On high level, the changes can be summarized as follows.

  • Strip Type suffix from protocol names. In a few special cases this means adding a Protocol suffix to get out of the way of type names that are primary (though most of these we expect to be obsoleted by Swift 3 language features).

For example, GeneratorType was renamed to IteratorProtocol.

And, for example, is also how both Result & ReactiveSwift have updated their APIs for Swift 3. ResultType was renamed to ResultProtocol (in this commit), and SignalType was renamed to SignalProtocol, and SignalProducerType was renamed to SignalProducerProtocol (in this commit).

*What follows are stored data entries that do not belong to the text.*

PR #1282, opened 2021-09-11
feat: timeout for cryptol python client methods

pnwamk:


pnwamk:
This PR should probably be rebased one https://github.com/GaloisInc/cryptol/pull/1272 is merged and the timeouts can be added to that cleaner interface as well.

pnwamk:
Also, if using the single implicit connection interface (https://github.com/GaloisInc/cryptol/pull/1285), it would be very natural to add an interrupt handler to send an interrupt notification to the server upon receiving a SIGINT interrupt from the user (i.e., `ctl+c`).

PR #1284, opened 2021-09-14
Use prebuilt solver binaries from what4-solvers

atomb:


kquick (approved):
Looks good!

.github/ci.sh
```diff
@@ -9,6 +9,14 @@ mkdir -p "$BIN"
 
 is_exe() { [[ -x "$1/$2$EXT" ]] || command -v "$2" > /dev/null 2>&1; }
 
+deps() {
+  case "$RUNNER_OS" in
+    Linux) ldd $1 || true ;;
+    macOS) otool -L $1 || true ;;
+    Windows) ldd $1 || true ;;
```
kquick, line 16: What's the intent  of the `|| true` for these?  It will always allow these to succeed, so is this just for getting logging output to show which binary is running and the validity of  the available shared libs?

atomb: At least `ldd` (and maybe `otool`?) return non-zero for statically-linked executables, and some of the executables we generate are expected to be statically linked. And, ultimately, yeah, the purpose of this is to help with debugging.

PR #1285, opened 2021-09-14
[RPC] Single-connection interface

m-yac:
This PR adds a single-connection interface for the python Cryptol RPC bindings based on the existing synchronous, typed interface. Since the argo server's default setting is to only allow a single connection at a time, this interface is a better fit for the expected use case of these bindings. The existing interfaces, where multiple `Connection` objects can be created, still exist and are unchanged.

Compared to the synchronous interface, this change lets us get rid of the "`c.`"s in front of every command. Compared to the old interface, this change also lets us get rid of the `.result()` calls and adds more types. For example, what was before:
```python
c.call("f", x).result()   # type: Any
c.prove("prop").result()  # type: Any
```
is now:
```python
call("f", x)   # type: CryptolValue
prove("prop")  # type: Union[Qed, Counterexample]
```

Link for comparing this interface to the old interface: https://github.com/galoisInc/cryptol/compare/5a668a4594e386a084f6f0ceb231c69946971a50...rpc/single-conn-interface (e.g. check out the test cases)


atomb (approved):
I think this looks really nice, and should make simple scripts less noisy. The one CI failure is, I believe, and issue with the CVC4 binaries we're using. I'm looking into fixing it separately.

atomb:
Perhaps try rebasing/merging with `master` and see if CI succeeds now. I think it should.

pnwamk:
This PR should probably bump the client version and document what is added briefly in the CHANGELOG.md file.

m-yac:
This should be ready to merge, the RPC bits of the CI have passed.

The changes made in this latest batch of commits are:
- Update the synchronous and single-connection interfaces with `timeout` parameters
- Add a `timeout` property to the synchronous interface to match the `timeout` member field in the old interface
- Add `get_default_timeout`/`set_default_timeout` methods to all three interfaces (since the single-connection interface can't have a `timeout` member field or property)
- Update the changelog and bump the version number to 2.11.7

cryptol-remote-api/python/CHANGELOG.md
```diff
@@ -1,5 +1,16 @@
...
 
+## 2.11.7 -- 2021-09-22
+
+* Add a synchronous, type-annotated interface (`synchronous.py`). To use this
+  interface, connect using `c = cryptol.sync.connect()` and remove all
+  `.result()` calls.
+* Add a single-connection, synchronous, type-annotated interface based on the
+  above. To use this interface, add `from cryptol.single_connection import *`,
+  connect using `connect()`, replace `c.eval(...).result()` with
+  `eval_cry(...)`, remove all `c.` prefixes, and remove all `.result()` calls.
```
pnwamk, line 11: `eval_cry` => `cry_eval` right?

pnwamk (approved):

m-yac:
The CI passed for the second most recent commit, and the most recent commit just fixes a typo in `CHANGELOG.md` - so I'm going to merge this

PR #1288, opened 2021-09-21
Update test_error_recovery.py

pnwamk:
disable certificate verification since test suite uses
self signed certs


atomb (approved):
The simplicity of this makes me happy. :)

PR #249, opened 2015-09-09
JOINDIN-575 [WIP] Validate URLs before at least displaying them, better before storing

shaunmza:
PR for code / functionality review see https://joindin.jira.com/browse/JOINDIN-575
Added changes to try and resolve url's on saving an event.
Short url's are followed to the final url, if the url does not resolve the save fails

PR #824, opened 2019-06-30
JOINDIN-575 Added changes to try and resolve url's on saving an event.

heiglandreas:
Short url's are followed to the final url, if the url does not resolve the save fails


heiglandreas:
This PR replaces #249.

zghosts:
I want to say, could you please add some tests? At least for the constraints.

heiglandreas:
I can. As this is a PR from 2015 it's unfair tonask the original contributor, so I'll see what I can do tomorrow during a train ride 😁

zghosts:
2015? That’s old, asking the original contributer would indeed be unfair, do what you can. tests for the heavy lifting parts would be great

heiglandreas:
Additional testing added. And some minor refactoring as well...

PR #828, opened 2019-07-08
Allow null-values for URL validation

### LINKED ISSUE #827: Unable to Add Event Without CFP Link
When adding an event through the UI, the CFP URL is optional. However, not including one results in an error when adding the event.

As our meetup events don't have a CFP, it would be ideal to have this field continue to be optional

Error on submission:

`Fatal error: Uncaught TypeError: Argument 1 passed to Form\Exception\UnresolvableUrl::__construct() must be of the type string, null given, called in /app/joindin-web2/app/src/Form/Shared/UrlResolver.php on line 35 and defined in /app/joindin-web2/app/src/Form/Exception/UnresolvableUrl.php:11 Stack trace: #0 /app/joindin-web2/app/src/Form/Shared/UrlResolver.php(35): Form\Exception\UnresolvableUrl->__construct(NULL, 0) #1 /app/joindin-web2/app/src/Form/Listener/GetResolvedUrlListener.php(27): Form\Shared\UrlResolver->resolve(NULL) #2 [internal function]: Form\Listener\GetResolvedUrlListener->onSubmit(Object(Symfony\Component\Form\FormEvent), 'form.bind', Object(Symfony\Component\EventDispatcher\EventDispatcher)) #3 /app/joindin-web2/vendor/symfony/event-dispatcher/EventDispatcher.php(174): call_user_func(Array, Object(Symfony\Component\Form\FormEvent), 'form.bind', Object(Symfony\Component\EventDispatcher\EventDispatcher)) #4 /app/joindin-web2/vendor/symfony/event-dispatcher/EventDispatcher.php(43): Symfony\Component\Event in /app/joindin-web2/app/src/Form/Exception/UnresolvableUrl.php on line 11`

heiglandreas:
This allows URLs that will be validated to also have a value of NULL instead of only allowing an empty string. Due to the way the values are passed into the validation a non-existent value will become a NULL-value and therefore failed before this fix.

Fixes #827

### DIFF
--- a/app/src/Form/Constraint/UrlResolverConstraintValidator.php
+++ b/app/src/Form/Constraint/UrlResolverConstraintValidator.php
@@ -15,6 +15,10 @@ class UrlResolverConstraintValidator extends ConstraintValidator
             return;
         }
 
+        if ($value === null) {
+            return;
+        }
+
         $resolver = new UrlResolver();
         try {
             $resolver->resolve($value);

Although it's worth noting that in a vast majority of these cases, such protocols only exist as a workaround for the lack of parameterised extensions.

For example, we cannot currently say:

struct SomeGenericThing<T> {
    var value: T
}

extension <T> Array where Element == SomeGenericThing<T>, T : Comparable {

}

But introducing a protocol allows us to realise the generic placeholder(s) as associated type(s), which we can then use in constraints:

protocol SomeGenericThingProtocol {
    associatedtype T
    var value: T { get set }
}

struct SomeGenericThing<T> : SomeGenericThingProtocol {
    var value: T
}

extension Array where Element : SomeGenericThingProtocol, Element.T : Comparable {
    // ...
}

Therefore once parameterised extensions are supported, we'll be able to do away with such protocols.